The relationships between past and present are frequently illustrated diagrammatically within the context of the narrative. The most graphic representation of this construct occurs at the beginning of Chapter Two of Book II, in which Art is sitting at his pulling board above a sprawling heap of dead and bony Judaic mice.


The primary motive amongst Jews in the Holocaust is survival. Vladek sums up the procedure compactly while comforting his married woman after the decease of his first boy, Richieu: “ to decease, it ‘s easy… but you have to fight for life. ” Vladek ‘s experiences in the Holocaust stand for a changeless battle to last, foremost as his mill and income are taken off, so as the Jews are sent into the ghettos, and finally in the incubus of Auschwitz. And as the battle intensifies, the will to last Begins to interrupt the strong bonds of household, friendly relationship, and a common Judaic individuality.

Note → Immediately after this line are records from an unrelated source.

PR #2147, opened 2024-04-18
DAH-2272 run angular jobs for all non-prod jobs

tallulahkay:
DAH-2272


jimlin-sfgov (approved):
lgtm! I think the testing of the main branch will have to happen after the merge, because these config changes won't be in effect until then?

PR #2155, opened 2024-05-02
chore: DAH-2296 refactor and test leasing agent support

alulabeshue-sfgov:
[DAH-2296](https://sfgovdt.jira.com/browse/DAH-2296)

[DAH-2296]: https://sfgovdt.jira.com/browse/DAH-2296?atlOrigin=eyJpIjoiNWRkNTljNzYxNjVmNDY3MDlhMDU5Y2ZhYzA5YTRkZjUiLCJwIjoiZ2l0aHViLWNvbS1KU1cifQ


app/controllers/api/v1/listing_interest_controller.rb
```diff
@@ -24,17 +25,17 @@ def confirmation
       end
 
       listing_id = listing_id_map(b)
```
tallulahkay, line 27: could you add comments here explaining what r, x, and e mean?

config/routes.rb
```diff
@@ -37,7 +37,7 @@ def matches?(_)
           get 'eligibility' => 'listings#eligibility'
         end
       end
-      get 'trk' => 'email#confirmation'
+      get 'trk' => 'listing_interest#index'
```
tallulahkay, line 40: I actually like confirmation better - I think it's clearer

config/routes.rb
```diff
@@ -37,7 +37,7 @@ def matches?(_)
           get 'eligibility' => 'listings#eligibility'
         end
       end
-      get 'trk' => 'email#confirmation'
```
tallulahkay, line 40: what is trk?

app/controllers/api/v1/listing_interest_controller.rb
```diff
@@ -24,17 +25,17 @@ def confirmation
...
-      redirect_to "/confirming_email?listing=#{listing_id}&response=#{r}"
+      redirect_to "/listing_interest?listing=#{listing_id}&response=#{r}"
```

In the initial phases of German business, these steps are comparatively little – purchasing nutrient on the black market, for illustration – and strengthened by strong household ties, a incorporate Judaic individuality, and even selflessness. When Vladek arrives place from the captive of war cantonment, for illustration, an old concern familiarity, Mr. Ilzecki, helps him gain money and get the proper work documents that will let him to walk the streets in comparative safety. As the state of affairs continues to deteriorate, nevertheless, Vladek, his household, and his friends are forced to fall back to progressively utmost steps in order to last. Here, the bonds of Judaic individuality begin to interrupt under the pressing inherent aptitude to last. The first mark of this comes in the signifier of Jews functioning on a Judaic Police force, like the 1s who came to Vladek ‘s flat to escort his married woman ‘s grandparents to the concentration cantonments. Harmonizing to Vladek, these Jews thought that by assisting the Nazis in taking some of the Jews, possibly they could assist salvage others – and of class they could besides salvage themselves. Soon after, the bonds of household besides begin to interrupt, as illustrated by Vladek ‘s cousin Haskel ‘s refusal to salvage them from conveyance to Auschwitz without some signifier of payment. Though Haskel finally does assist Vladek and Anja flight, he finally decides non to assist Anja ‘s parents, and they are sent off to their deceases.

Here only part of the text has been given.